▶ Task to complete
Give the data again exactly as it is written.

▶ Task input
------------------------------------------------------------
PR #399, opened 2018-06-20
Add kube2iam documentation

zioalex:
Add kube2iam documentation


zioalex:
@bigkraig why did you close it?

bigkraig:
@zioalex isn't this a duplicate of #400?

zioalex:
Ah yep wrongly it was! My idea was to have 2 different commit...but then they landed in the same PR.

PR #408, opened 2018-06-22
Update version to alpha.9 everywhere

### LINKED ISSUE #407: version update to alpha.9 is not done in all places
version should be updated to latest at below places
build
readme
examples

raoofm:
Update version to alpha.9 everywhere

Fixes #407


bigkraig:
Thanks!

PR #427, opened 2018-06-26
Update broken readme links

bendrucker:
Caught some broken links in the readme and tried to correct them to what seemed like suitable replacement pages


bigkraig:
Thanks!

Issue #429, opened 2018-06-27
Annotation parser does not have correct value for clusterName


drakedevel:
When I run 1.0-beta.1 with autodiscovered subnets, I get this error:

```
I0627 01:24:38.019996       1 event.go:218] Event(v1.ObjectReference{Kind:"Ingress", Namespace:"redacted", Name:"redacted", UID:"redacted", APIVersion:"extensions", ResourceVersion:"14402657", FieldPath:""}): type: 'Warning' reason: 'ERROR' Error parsing annotations: Retrieval of subnets failed to resolve 2 qualified subnets. Subnets must contain the tag:kubernetes.io/cluster/ tag with a value of shared and the tag:kubernetes.io/role/alb-ingress tag signifying it should be used for ALBs Additionally, there must be at least 2 subnets with unique availability zones as required by ALBs. Either tag subnets to meet this requirement or use the subnets annotation on the ingress resource to explicitly call out what subnets to use for ALB creation. The subnets that did resolve were []. (cache hit)
```

(Note the `... must contain the tag:kubernetes.io/cluster/ tag with ...` part)

Given how that log line is formatted, I believe that means that the ValidatingAnnotationFactory has clusterName = "". It looks like NewValidatingAnnotationFactory is called in NewALBController, which is (necessarily) called before ConfigureFlags. Since ConfigureFlags is responsible for populating the clusterName variable, this means the ValidatingAnnotationFactory gets an empty string. If this is correct, then I believe this behavior is a regression introduced with #418 .

I'm not terribly familiar with Go so it's possible I'm missing something with mutable references or something, but then I'm really not sure why I'm getting the above behavior (which is a regression in my deployment).

drakedevel:
I just confirmed the same behavior in 1.0-alpha.9; 1.0-alpha.3 works correctly.

tatobi:
I confirm the same problem as well. The 1.0-alpha.3 works fine, the  1.0-beta.1 does not find the subnets wuith the same (correct) Tags. The new version works only if I explicitely define the subnets in pod deployment manifest yaml file.

bigkraig:
can you guys give me an example of how to reproduce it? we use a common set of security groups and i haven't had to leverage the tagging logic (nor did i write it) so i am not fluent on how it should be working

bigkraig:
[...]

PR #430, opened 2018-06-27
set cluster name in ValidatingANnotationFactory

r0fls:
fixes: #429


bigkraig:
This leaves us setting the `NewValidatingAnnotationFactory` twice, I think the real problem is at https://github.com/kubernetes-sigs/aws-alb-ingress-controller/blob/master/pkg/controller/alb-controller.go#L99 which should be `conf.ClusterName` or alternatively (and maybe better) we set the `ac.clusterName` at the start of the func:

```
	ac := &albController{
		awsChecks:   make(map[string]func() error),
+		clusterName: conf.ClusterName,
	}
```

bigkraig:
#431

PR #449, opened 2018-07-10
Support routing directly to pods

### LINKED ISSUE #343: Support Amazon ENI CNI plugin
I'm using `kops` with the new [`--networking amazon-vpc-routed-eni`]( https://github.com/aws/amazon-vpc-cni-k8s)

This only happens when I don't manually add the `alb.ingress.kubernetes.io/security-groups` annotation.

Here is the log:

```
I0313 15:34:44.152237       1 event.go:218] Event(v1.ObjectReference{Kind:"Ingress", Namespace:"echoserver", Name:"echoserver", UID:"0b051e24-26d4-11e8-ab29-0669b4832cd4", APIVersion:"extensions", ResourceVersion:"108737", FieldPath:""}): type: 'Warning' reason: 'ERROR' Error registering targets to target group k8s-32205-HTTP-94c346f: InvalidInstanceID: There are multiple interfaces attached to instance 'i-08a3692459f8f4731'. Please specify an interface ID for the operation instead.
```

Needless to say, the ingress completely fails to work.

I believe the error is coming from here [pkg/alb/targetgroup/targetgroup.go:356](https://github.com/coreos/alb-ingress-controller/blob/master/pkg/alb/targetgroup/targetgroup.go#L356)

bigkraig:
Resolves #343, this annotation will configure the target group to route directly to the service endpoint `pod ip:port`.


liwenwu-amazon:
This PR also solves a [aws-vpc-cni issue](https://github.com/aws/amazon-vpc-cni-k8s/issues/75)

lbernail:
We would definitely use this
I'll try to build a controller from this branch this week to test it and give feedback

Issue #274, opened 2017-11-24
"missing required field, SetSecurityGroupsInput.SecurityGroups."


fredsted:
We initially had 1 k8s master and 1 node, and installed this ingress controller. 

After we added a new k8s node and scaled our deployment, the new AWS instance didn't get the ALB security group added, which results in the ALB timing out in the health check and not routing the traffic to that node.

However, this issue only happens on one of the ingresses. We have 2 other ingresses where the security group was added, and the traffic flows as it should.

I also noticed the ingress controller pod has 200+ restarts (we installed it yesterday.)

In the alb-ingress-controller logs, we get this every minute: (`bots/faulty-ingress` is the one that we're having issues with)

``` 
I1124 13:09:20.631125       1 loadbalancer.go:190] [ALB-INGRESS] [bots/faulty-ingress] [INFO]: Start ELBV2 (ALB) modification.
I1124 13:09:20.631188       1 loadbalancer.go:319] [ALB-INGRESS] [bots/faulty-ingress] [INFO]: Start ELBV2 security groups modification.
E1124 13:09:20.631251       1 loadbalancer.go:325] [ALB-INGRESS] [bots/faulty-ingress] [ERROR]: Failed ELBV2 security groups modification: InvalidParameter: 1 validation error(s) found.
E1124 13:09:20.631287       1 loadbalancer.go:325] [ALB-INGRESS] [bots/faulty-ingress] [ERROR]: - missing required field, SetSecurityGroupsInput.SecurityGroups.
E1124 13:09:20.631298       1 loadbalancer.go:325] [ALB-INGRESS] [bots/faulty-ingress] [ERROR]:
E1124 13:09:20.631358       1 albingress.go:322] [ALB-INGRESS] [bots/faulty-ingress] [ERROR]: Failed to reconcile state on this ingress
E1124 13:09:20.631375       1 albingress.go:324] [ALB-INGRESS] [bots/faulty-ingress] [ERROR]:  - InvalidParameter: 1 validation error(s) found.
E1124 13:09:20.631380       1 albingress.go:324] [ALB-INGRESS] [bots/faulty-ingress] [ERROR]: - missing required field, SetSecurityGroupsInput.SecurityGroups.
E1124 13:09:20.631383       1 albingress.go:324] [ALB-INGRESS] [bots/faulty-ingress] [ERROR]:
I1124 13:09:20.631710       1 controller.go:486] ingress backend successfully reloaded...
```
------------------------------------------------------------
▶ Answer
PR #399, opened 2018-06-20
Add kube2iam documentation

zioalex:
Add kube2iam documentation


zioalex:
@bigkraig why did you close it?

bigkraig:
@zioalex isn't this a duplicate of #400?

zioalex:
Ah yep wrongly it was! My idea was to have 2 different commit...but then they landed in the same PR.

PR #408, opened 2018-06-22
Update version to alpha.9 everywhere

### LINKED ISSUE #407: version update to alpha.9 is not done in all places
version should be updated to latest at below places
build
readme
examples

raoofm:
Update version to alpha.9 everywhere

Fixes #407


bigkraig:
Thanks!

PR #427, opened 2018-06-26
Update broken readme links

bendrucker:
Caught some broken links in the readme and tried to correct them to what seemed like suitable replacement pages


bigkraig:
Thanks!

Issue #429, opened 2018-06-27
Annotation parser does not have correct value for clusterName


drakedevel:
When I run 1.0-beta.1 with autodiscovered subnets, I get this error:

```
I0627 01:24:38.019996       1 event.go:218] Event(v1.ObjectReference{Kind:"Ingress", Namespace:"redacted", Name:"redacted", UID:"redacted", APIVersion:"extensions", ResourceVersion:"14402657", FieldPath:""}): type: 'Warning' reason: 'ERROR' Error parsing annotations: Retrieval of subnets failed to resolve 2 qualified subnets. Subnets must contain the tag:kubernetes.io/cluster/ tag with a value of shared and the tag:kubernetes.io/role/alb-ingress tag signifying it should be used for ALBs Additionally, there must be at least 2 subnets with unique availability zones as required by ALBs. Either tag subnets to meet this requirement or use the subnets annotation on the ingress resource to explicitly call out what subnets to use for ALB creation. The subnets that did resolve were []. (cache hit)
```

(Note the `... must contain the tag:kubernetes.io/cluster/ tag with ...` part)

Given how that log line is formatted, I believe that means that the ValidatingAnnotationFactory has clusterName = "". It looks like NewValidatingAnnotationFactory is called in NewALBController, which is (necessarily) called before ConfigureFlags. Since ConfigureFlags is responsible for populating the clusterName variable, this means the ValidatingAnnotationFactory gets an empty string. If this is correct, then I believe this behavior is a regression introduced with #418 .

I'm not terribly familiar with Go so it's possible I'm missing something with mutable references or something, but then I'm really not sure why I'm getting the above behavior (which is a regression in my deployment).

drakedevel:
I just confirmed the same behavior in 1.0-alpha.9; 1.0-alpha.3 works correctly.

tatobi:
I confirm the same problem as well. The 1.0-alpha.3 works fine, the  1.0-beta.1 does not find the subnets wuith the same (correct) Tags. The new version works only if I explicitely define the subnets in pod deployment manifest yaml file.

bigkraig:
can you guys give me an example of how to reproduce it? we use a common set of security groups and i haven't had to leverage the tagging logic (nor did i write it) so i am not fluent on how it should be working

bigkraig:
[...]

PR #430, opened 2018-06-27
set cluster name in ValidatingANnotationFactory

r0fls:
fixes: #429


bigkraig:
This leaves us setting the `NewValidatingAnnotationFactory` twice, I think the real problem is at https://github.com/kubernetes-sigs/aws-alb-ingress-controller/blob/master/pkg/controller/alb-controller.go#L99 which should be `conf.ClusterName` or alternatively (and maybe better) we set the `ac.clusterName` at the start of the func:

```
	ac := &albController{
		awsChecks:   make(map[string]func() error),
+		clusterName: conf.ClusterName,
	}
```

bigkraig:
#431

PR #449, opened 2018-07-10
Support routing directly to pods

### LINKED ISSUE #343: Support Amazon ENI CNI plugin
I'm using `kops` with the new [`--networking amazon-vpc-routed-eni`]( https://github.com/aws/amazon-vpc-cni-k8s)

This only happens when I don't manually add the `alb.ingress.kubernetes.io/security-groups` annotation.

Here is the log:

```
I0313 15:34:44.152237       1 event.go:218] Event(v1.ObjectReference{Kind:"Ingress", Namespace:"echoserver", Name:"echoserver", UID:"0b051e24-26d4-11e8-ab29-0669b4832cd4", APIVersion:"extensions", ResourceVersion:"108737", FieldPath:""}): type: 'Warning' reason: 'ERROR' Error registering targets to target group k8s-32205-HTTP-94c346f: InvalidInstanceID: There are multiple interfaces attached to instance 'i-08a3692459f8f4731'. Please specify an interface ID for the operation instead.
```

Needless to say, the ingress completely fails to work.

I believe the error is coming from here [pkg/alb/targetgroup/targetgroup.go:356](https://github.com/coreos/alb-ingress-controller/blob/master/pkg/alb/targetgroup/targetgroup.go#L356)

bigkraig:
Resolves #343, this annotation will configure the target group to route directly to the service endpoint `pod ip:port`.


liwenwu-amazon:
This PR also solves a [aws-vpc-cni issue](https://github.com/aws/amazon-vpc-cni-k8s/issues/75)

lbernail:
We would definitely use this
I'll try to build a controller from this branch this week to test it and give feedback

Issue #274, opened 2017-11-24
"missing required field, SetSecurityGroupsInput.SecurityGroups."


fredsted:
We initially had 1 k8s master and 1 node, and installed this ingress controller. 

After we added a new k8s node and scaled our deployment, the new AWS instance didn't get the ALB security group added, which results in the ALB timing out in the health check and not routing the traffic to that node.

However, this issue only happens on one of the ingresses. We have 2 other ingresses where the security group was added, and the traffic flows as it should.

I also noticed the ingress controller pod has 200+ restarts (we installed it yesterday.)

In the alb-ingress-controller logs, we get this every minute: (`bots/faulty-ingress` is the one that we're having issues with)

``` 
I1124 13:09:20.631125       1 loadbalancer.go:190] [ALB-INGRESS] [bots/faulty-ingress] [INFO]: Start ELBV2 (ALB) modification.
I1124 13:09:20.631188       1 loadbalancer.go:319] [ALB-INGRESS] [bots/faulty-ingress] [INFO]: Start ELBV2 security groups modification.
E1124 13:09:20.631251       1 loadbalancer.go:325] [ALB-INGRESS] [bots/faulty-ingress] [ERROR]: Failed ELBV2 security groups modification: InvalidParameter: 1 validation error(s) found.
E1124 13:09:20.631287       1 loadbalancer.go:325] [ALB-INGRESS] [bots/faulty-ingress] [ERROR]: - missing required field, SetSecurityGroupsInput.SecurityGroups.
E1124 13:09:20.631298       1 loadbalancer.go:325] [ALB-INGRESS] [bots/faulty-ingress] [ERROR]:
E1124 13:09:20.631358       1 albingress.go:322] [ALB-INGRESS] [bots/faulty-ingress] [ERROR]: Failed to reconcile state on this ingress
E1124 13:09:20.631375       1 albingress.go:324] [ALB-INGRESS] [bots/faulty-ingress] [ERROR]:  - InvalidParameter: 1 validation error(s) found.
E1124 13:09:20.631380       1 albingress.go:324] [ALB-INGRESS] [bots/faulty-ingress] [ERROR]: - missing required field, SetSecurityGroupsInput.SecurityGroups.
E1124 13:09:20.631383       1 albingress.go:324] [ALB-INGRESS] [bots/faulty-ingress] [ERROR]:
I1124 13:09:20.631710       1 controller.go:486] ingress backend successfully reloaded...
```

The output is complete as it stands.